知る人ぞ知るHerfindahl-Hirschman指数(HHI)。普段あまり見かけないかも知れませんが、市場における「寡占度」を測る指数です。「各企業の市場占有率の2乗を加算して算出する(by野村證券)」もので、これを今回暗号通貨市場に当てはめたものを示します。データセットは12/1時点の物です。

図1:暗号通貨市場全体の時価総額(上段)とHHI(下段)

図1の上段が暗号通貨市場全体の時価総額、下段がHHIです。時価総額軸は対数表示になっているのでご注意を。HHIはパーセントではなく率から算定しています。パーセント慣れしてる人は10000倍してください。
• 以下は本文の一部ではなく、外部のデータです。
PR #2430, opened 2021-06-15
Remove most of usages of GetAbsoluteAddress

dimitry-:
This change removes almost all usages of GetAbsoluteAddress and
deprecates the function. We have left with disassebly use-case still
relying on absolute addresses. Since it requires service-side support
this part is left for the follow-up PRs.

Bug: http://b/190805289
Test: Start Orbit, instrument a function and take a capture.

### DIFF
--- a/src/ClientData/FunctionUtils.cpp
+++ b/src/ClientData/FunctionUtils.cpp
@@ -5,6 +5,7 @@
 #include "ClientData/FunctionUtils.h"
 
 #include <absl/strings/str_cat.h>
+#include <absl/strings/str_join.h>
 
 #include <filesystem>
 #include <utility>
@@ -44,12 +45,25 @@ uint64_t Offset(const FunctionInfo& func, const ModuleData& module) {
 
 std::optional<uint64_t> GetAbsoluteAddress(const orbit_client_protos::FunctionInfo& func,
                                            const ProcessData& process, const ModuleData& module) {
-  std::optional<uint64_t> base_address = process.GetModuleBaseAddress(func.module_path());
-  if (!base_address.has_value()) {
+  std::vector<uint64_t> base_addresses =
+      process.GetModuleBaseAddresses(module.file_path(), module.build_id());
+  if (base_addresses.empty()) {
     return std::nullopt;
   }
 
-  return func.address() + base_address.value() - module.load_bias();
+  if (base_addresses.size() > 1) {
+    ERROR(
+        "Found multiple mappings for \"%s\" with build_id=%s [%s]: "
+        "will use the first one as a base address",
+        module.file_path(), module.build_id(),
+        absl::StrJoin(base_addresses, ",", [](std::string* out, uint64_t address) {
+          return out->append(absl::StrFormat("%#x", address));
+        }));
+  }
+
+  CHECK(!base_addresses.empty());
+
+  return func.address() + base_addresses.at(0) - module.load_bias();
 }
 
 bool IsOrbitFunctionFromType(const FunctionInfo::OrbitType& type) {
--- a/src/ClientData/ProcessDataTest.cpp
+++ b/src/ClientData/ProcessDataTest.cpp
@@ -24,6 +24,8 @@ using orbit_base::HasNoError;
 using orbit_grpc_protos::ModuleInfo;
 using orbit_grpc_protos::ProcessInfo;
 
+using testing::ElementsAre;
+
 namespace orbit_client_data {
 
 TEST(ProcessData, Constructor) {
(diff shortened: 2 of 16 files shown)


src/ClientData/FunctionUtils.cpp
```diff
@@ -44,12 +45,23 @@ uint64_t Offset(const FunctionInfo& func, const ModuleData& module) {
...
+  if (base_address.size() > 1) {
+    ERROR(
+        "Found multiple mappings for \"%s\" with build_id=%s [%s]: "
+        "will use the first one as a base address",
+        module.file_path(), module.build_id(),
+        absl::StrJoin(base_address, ",", [](std::string* out, uint64_t address) {
+          return out->append(absl::StrFormat("%#x", address));
+        }));
+  }
+
```
florian-kuebler, line 63: Nit: Maybe add a CHECK(base_address.size() == 0) here.

src/ClientModel/CaptureData.cpp
```diff
@@ -175,15 +175,21 @@ const std::string& CaptureData::GetFunctionNameByAddress(uint64_t absolute_addre
 // callstack.
 std::optional<uint64_t> CaptureData::FindFunctionAbsoluteAddressByAddress(
```
florian-kuebler, line 176: Kind of unrelated to this change, but I find the name (including the parameter name) pretty confusing. Maybe we can use the opportunity to improve here.

src/OrbitGl/FunctionsDataView.cpp
```diff
@@ -108,23 +108,8 @@ std::string FunctionsDataView::GetValue(int row, int column) {
...
-      CHECK(process != nullptr);
-      const ModuleData* module =
-          app_->GetModuleByPathAndBuildId(function.module_path(), function.module_build_id());
-      CHECK(module != nullptr);
-      return absl::StrFormat("0x%llx", orbit_client_data::function_utils::GetAbsoluteAddress(
-                                           function, *process, *module)
-                                           .value_or(0));
-    }
+    case kColumnAddress:
+      return absl::StrFormat("%#" PRIx64, function.address());
```
florian-kuebler, line 112: So we are only changing the address in those data view to be the relative one and not in the disassembly? Which addresses are displayed in the sampling view? We should take care that we remain somehow consistent. E.g. if I have a callstack sample and go to disassembly, I should be able to immediately correlate that sample with the instruction. I think this is still the case, but just wanted to check back.

dimitry-: Sampling view uses absolute addresses. But here we do not have them because function list in this view is coming from local modules not server-side mapping so it is fine to have elf-addresses here. Note also that sort currently uses relative addresses which was not consistent with getvalue.

florian-kuebler: Makes sense. Thanks!

florian-kuebler (approved):

florian-kuebler:
LGTM!

src/ClientModel/CaptureData.cpp
dimitry-: Do you have a name in mind?

src/ClientData/FunctionUtils.cpp
dimitry-: we have an early return in line 50

dimitry-: I will add it anyways.

src/ClientData/include/ClientData/FunctionUtils.h
```diff
@@ -34,7 +34,11 @@ namespace function_utils {
 [[nodiscard]] uint64_t Offset(const orbit_client_protos::FunctionInfo& func,
                               const ModuleData& module);
 
-[[nodiscard]] std::optional<uint64_t> GetAbsoluteAddress(
+// This function should not be used, since it could return incomplete or invalid
+// result in the case when one module is mapped 2 or more times. Try to find another way
+// of solving the problem, for example by converting an absolute address to a module offset and
+// then operating on that.
```
antonrohr, line 40: I dont know if we have a bug for deprecating the "old" capture format. Iff we do, please add a TODO

antonrohr (approved):
lgtm. One nit

src/ClientData/FunctionUtils.cpp
dpallotti: Florian, you mean `== 1`?

src/ClientData/include/ClientData/FunctionUtils.h
```diff
@@ -34,7 +34,11 @@ namespace function_utils {
 [[nodiscard]] uint64_t Offset(const orbit_client_protos::FunctionInfo& func,
                               const ModuleData& module);
 
-[[nodiscard]] std::optional<uint64_t> GetAbsoluteAddress(
+// This function should not be used, since it could return incomplete or invalid
+// result in the case when one module is mapped 2 or more times. Try to find another way
```
dpallotti, line 38:
```suggestion
// result in the case when one module is mapped two or more times. Try to find another way
```
Wrote this on one of Anton's recent changes, I feel like I should do the same here :)

src/ClientModel/CaptureData.cpp
dpallotti: Yeah, it's confusing, looking at the name it's almost like it just returns the argument. Maybe `FindFunctionAbsoluteAddressByInstructionAbsoluteAddress` (if I even got it correctly)?

src/OrbitGl/LiveFunctionsDataView.cpp
```diff
@@ -93,10 +93,8 @@ std::string LiveFunctionsDataView::GetValue(int row, int column) {
       return GetPrettyTime(absl::Nanoseconds(stats.max_ns()));
     case kColumnModule:
       return function.module_path();
-    case kColumnAddress: {
-      const CaptureData& capture_data = app_->GetCaptureData();
-      return absl::StrFormat("0x%" PRIx64, capture_data.GetAbsoluteAddress(function).value_or(0));
-    }
+    case kColumnAddress:
+      return absl::StrFormat("%#" PRIx64, function.address());
```
dpallotti, line 97: I think that we don't need `PRIx64` with `absl::StrFormat`, we can just use `"%#x"`.

src/OrbitGl/FunctionsDataView.cpp
dpallotti, line 112: I agree we need to be careful. We use absolute addresses everywhere else, so this is confusing. I would suggest to at least rename the column, e.g., to "Address in module".

src/ClientModel/CaptureData.cpp
```diff
@@ -175,15 +175,21 @@ const std::string& CaptureData::GetFunctionNameByAddress(uint64_t absolute_addre
...
+
+  const ModuleData* module =
+      module_manager_->GetModuleByPathAndBuildId(module_path, module_build_id);
+  if (module == nullptr) return std::nullopt;
+
+  const uint64_t offset = absolute_address - module_base_address;
+  const auto* function_info = module->FindFunctionByOffset(offset, false);
+  if (function_info == nullptr) return std::nullopt;
+
+  return module_base_address - module->load_bias() + function_info->address();
```
dimitry-, line 192: I kind of accidentally dropped address-info related logic from here. Will need to revisit.

src/ClientData/FunctionUtils.cpp
florian-kuebler: For sure, I meant `== 1`, sorry. Also, yes that is not needed, as we do have the early two early returns, and probably the code will not evolve too much, but I feel a bit saver with the check (e.g. if we add some code after the early return).

src/ClientData/include/ClientData/FunctionUtils.h
dimitry-: done.

src/ClientModel/CaptureData.cpp
dimitry-: done.

src/OrbitGl/FunctionsDataView.cpp
dimitry-: done.

src/OrbitGl/LiveFunctionsDataView.cpp
dimitry-: done.

src/ClientModel/CaptureData.cpp
dimitry-: done.

src/ClientData/FunctionUtils.cpp
dimitry-: done.

src/ClientData/FunctionUtils.cpp
```diff
@@ -44,12 +45,25 @@ uint64_t Offset(const FunctionInfo& func, const ModuleData& module) {
 
 std::optional<uint64_t> GetAbsoluteAddress(const orbit_client_protos::FunctionInfo& func,
                                            const ProcessData& process, const ModuleData& module) {
-  std::optional<uint64_t> base_address = process.GetModuleBaseAddress(func.module_path());
-  if (!base_address.has_value()) {
+  std::vector<uint64_t> base_address =
```
dpallotti, line 48: `base_addresses`

src/ClientData/ProcessDataTest.cpp
```diff
@@ -240,33 +242,71 @@ TEST(ProcessData, IsModuleLoadedByProcess) {
 
 TEST(ProcessData, GetModuleBaseAddress) {
```
dpallotti, line 243:
```suggestion
TEST(ProcessData, GetModuleBaseAddresses) {
```

src/OrbitGl/FunctionsDataView.cpp
```diff
@@ -108,23 +108,8 @@ std::string FunctionsDataView::GetValue(int row, int column) {
...
-      }
-      CHECK(process != nullptr);
-      const ModuleData* module =
-          app_->GetModuleByPathAndBuildId(function.module_path(), function.module_build_id());
-      CHECK(module != nullptr);
-      return absl::StrFormat("0x%llx", orbit_client_data::function_utils::GetAbsoluteAddress(
-                                           function, *process, *module)
-                                           .value_or(0));
-    }
+    case kColumnAddress:
```
dpallotti, line 111: Maybe rename the constant as well to `kColumnAddressInModule` (although these names are not very precise).

dpallotti (approved):

src/ClientData/FunctionUtils.cpp
dimitry-: done.

src/ClientData/ProcessDataTest.cpp
dimitry-: done.

src/ClientData/include/ClientData/FunctionUtils.h
dimitry-: added todo for disassembly bug - once this is fixed this function can be removed.

PR #2431, opened 2021-06-15
Refactor client for unit tests

antonrohr:
I suppressed my urge to further refactor this (aka completely rewrite the class), its basically the bare minimum to make it testable. The plan is to plug in a mock ggp client. The timeout is also a parameter, to be able to test a timeout without waiting 10seconds. 

http://b/185089025

### DIFF
--- a/src/OrbitGgp/include/OrbitGgp/Client.h
+++ b/src/OrbitGgp/include/OrbitGgp/Client.h
@@ -9,6 +9,7 @@
 #include <QPointer>
 #include <QString>
 #include <QVector>
+#include <chrono>
 #include <functional>
 #include <outcome.hpp>
 #include <string>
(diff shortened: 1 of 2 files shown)


src/OrbitGgp/include/OrbitGgp/Client.h
```diff
@@ -17,21 +18,34 @@
 #include "OrbitBase/Result.h"
 #include "SshInfo.h"
 
+namespace {
+
+constexpr const char* kDefaultGgpProgram{"ggp"};
+constexpr std::chrono::milliseconds kDefaultTimeout{10'000};
+
+}  // namespace
```
antonrohr, line 26: Clang-tidy is upset about anonymous namespaces in header files and that variable definitions can lead to ODR violations. I would appreciate a suggestion on how to make this better.

beckerhe: If you want to declare and define variables in a header file you want to mark them `inline` which avoids the ODR issue.
Since `constexpr` implies `inline` you can just leave out the anonymous namespace.

beckerhe (approved):
Otherwise

src/OrbitGgp/include/OrbitGgp/Client.h
antonrohr: We talked about the constexpr and namespace situation before. I did forget about it :/ Thank you for the explanation!

PR #2432, opened 2021-06-15
Disable exceptions in our code

dimitry-:
Compile everything with -fno-exceptions

Test: builds


beckerhe (approved):
LGTM. Let's see if that makes problems. :-)

PR #2433, opened 2021-06-16
Fix Windows build problems

beckerhe:
This is hopefully fixing the Windows build problems.

My working theory is that the build whenever windeployqt is called twice simultaneously, so basically a race condition that only happens sometimes.


danielfenner (approved):
Thanks a lot for looking into this!  lgtm!

antonrohr (approved):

2013年春からみてみると、揺れはありますが、2017年に入るまで概ね0.7以上となっており、市場の寡占度が高い、すなわちBTCシェアが高かったことがわかります。これが2017年に入ると急に下がります(寡占状態が解消された)。次に2017年に入ってからの動きを拡大してみましょう。

図2:2017年以降の暗号通貨市場全体の時価総額(上段)とHHI(下段)

3月初旬にHHIが急減し、0.7から0.5まで下げています。ここで起きていたのはETHなど有力アルトの値上がり。市場の時価総額和は急変していないため、BTCから資金が流れてきた物と推定します。その後、GW前の4月末に暗号通貨ブームが訪れます。ここでは時価総額が明らかに増えています。HHIはその後0.3を切るところまで下げ、市場の寡占はかなり緩和されました。みんないろんなアルトに資金を投入したんですね。儲かりましたか?7月以降、じわじわとHHIが戻ろうとしていましたが8月のBCHフォークのタイミングで再び下げました。0.25位が下限のようで、10/8あたりまで底値圏をウロウロ。ここでBTCドミナンスが増え、HHIも急増。一ヶ月で0.4まで上がりますが、時価総額が急変しているわけではないので、市場内での資金流動のようです。11月中旬のHHI急減はBCH急騰のタイミング。一旦0.3まで下げましたが先物や100万円超えのニュースが効いてか、再びHHI上がってきていますね。

結言

HHIでみると、実は4月末ではなく、3月初旬から市場は大きな変動を見せていたことが分かります。さて、今後BTC先物の影響でHHIは再び上昇するのか、あるいは資金がアルトにも流れて維持されるのか。神とクジラのみぞ知る。